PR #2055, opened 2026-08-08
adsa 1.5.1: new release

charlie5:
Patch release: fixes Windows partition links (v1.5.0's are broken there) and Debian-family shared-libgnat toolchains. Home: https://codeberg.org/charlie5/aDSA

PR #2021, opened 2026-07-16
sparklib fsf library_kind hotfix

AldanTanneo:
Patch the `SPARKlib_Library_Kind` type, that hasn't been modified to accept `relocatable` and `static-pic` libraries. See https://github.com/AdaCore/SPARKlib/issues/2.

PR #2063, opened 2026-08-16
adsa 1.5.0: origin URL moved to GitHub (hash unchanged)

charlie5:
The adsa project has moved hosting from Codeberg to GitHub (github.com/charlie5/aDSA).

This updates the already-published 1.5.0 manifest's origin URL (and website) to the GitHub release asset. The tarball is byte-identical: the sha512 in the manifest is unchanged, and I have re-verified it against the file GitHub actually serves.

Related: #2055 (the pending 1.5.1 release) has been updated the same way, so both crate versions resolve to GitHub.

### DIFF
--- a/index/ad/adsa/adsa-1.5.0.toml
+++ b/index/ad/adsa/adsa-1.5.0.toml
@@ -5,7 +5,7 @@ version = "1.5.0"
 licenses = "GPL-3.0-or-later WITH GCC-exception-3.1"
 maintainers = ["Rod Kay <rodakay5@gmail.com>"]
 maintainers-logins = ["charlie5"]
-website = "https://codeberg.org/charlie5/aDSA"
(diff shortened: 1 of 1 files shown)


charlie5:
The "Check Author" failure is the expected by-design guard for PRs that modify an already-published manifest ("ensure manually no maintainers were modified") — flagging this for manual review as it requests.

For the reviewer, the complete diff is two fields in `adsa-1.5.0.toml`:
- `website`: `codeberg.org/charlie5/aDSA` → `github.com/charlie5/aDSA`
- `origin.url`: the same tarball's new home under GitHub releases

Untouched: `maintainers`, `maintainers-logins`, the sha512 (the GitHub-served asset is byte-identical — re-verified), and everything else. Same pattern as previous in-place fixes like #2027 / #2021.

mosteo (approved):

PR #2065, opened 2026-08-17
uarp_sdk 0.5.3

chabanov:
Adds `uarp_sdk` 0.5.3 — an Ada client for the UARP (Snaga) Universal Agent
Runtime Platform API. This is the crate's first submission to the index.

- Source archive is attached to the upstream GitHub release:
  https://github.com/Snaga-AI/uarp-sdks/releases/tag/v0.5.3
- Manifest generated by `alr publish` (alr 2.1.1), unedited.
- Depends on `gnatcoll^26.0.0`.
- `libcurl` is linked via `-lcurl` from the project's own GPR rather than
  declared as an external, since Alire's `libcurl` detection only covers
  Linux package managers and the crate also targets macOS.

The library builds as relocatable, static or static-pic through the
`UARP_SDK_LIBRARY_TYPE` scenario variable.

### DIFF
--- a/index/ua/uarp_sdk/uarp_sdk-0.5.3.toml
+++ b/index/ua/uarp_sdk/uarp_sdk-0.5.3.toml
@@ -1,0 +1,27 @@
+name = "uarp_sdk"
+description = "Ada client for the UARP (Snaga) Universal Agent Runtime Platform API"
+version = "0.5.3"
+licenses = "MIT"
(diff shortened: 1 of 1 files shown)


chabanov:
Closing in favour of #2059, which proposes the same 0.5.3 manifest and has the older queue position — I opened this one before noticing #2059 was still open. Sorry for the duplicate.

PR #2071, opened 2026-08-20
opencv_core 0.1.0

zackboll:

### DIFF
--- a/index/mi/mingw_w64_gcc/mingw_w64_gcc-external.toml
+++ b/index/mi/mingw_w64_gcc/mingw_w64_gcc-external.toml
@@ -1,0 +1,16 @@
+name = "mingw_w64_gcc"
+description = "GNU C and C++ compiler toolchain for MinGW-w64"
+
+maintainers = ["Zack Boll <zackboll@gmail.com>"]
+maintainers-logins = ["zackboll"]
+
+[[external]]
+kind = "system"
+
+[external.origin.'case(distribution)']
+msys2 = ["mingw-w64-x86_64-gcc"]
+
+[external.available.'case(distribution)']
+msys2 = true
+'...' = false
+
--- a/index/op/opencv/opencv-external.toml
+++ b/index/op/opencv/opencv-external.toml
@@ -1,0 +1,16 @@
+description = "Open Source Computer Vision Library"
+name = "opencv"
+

• _What the task requires_
When the word "origin" shows up in a line of the entries, report that line.

• _Expected output_
adsa 1.5.0: origin URL moved to GitHub (hash unchanged)
This updates the already-published 1.5.0 manifest's origin URL (and website) to the GitHub release asset. The tarball is byte-identical: the sha512 in the manifest is unchanged, and I have re-verified it against the file GitHub actually serves.
- `origin.url`: the same tarball's new home under GitHub releases
+[external.origin.'case(distribution)']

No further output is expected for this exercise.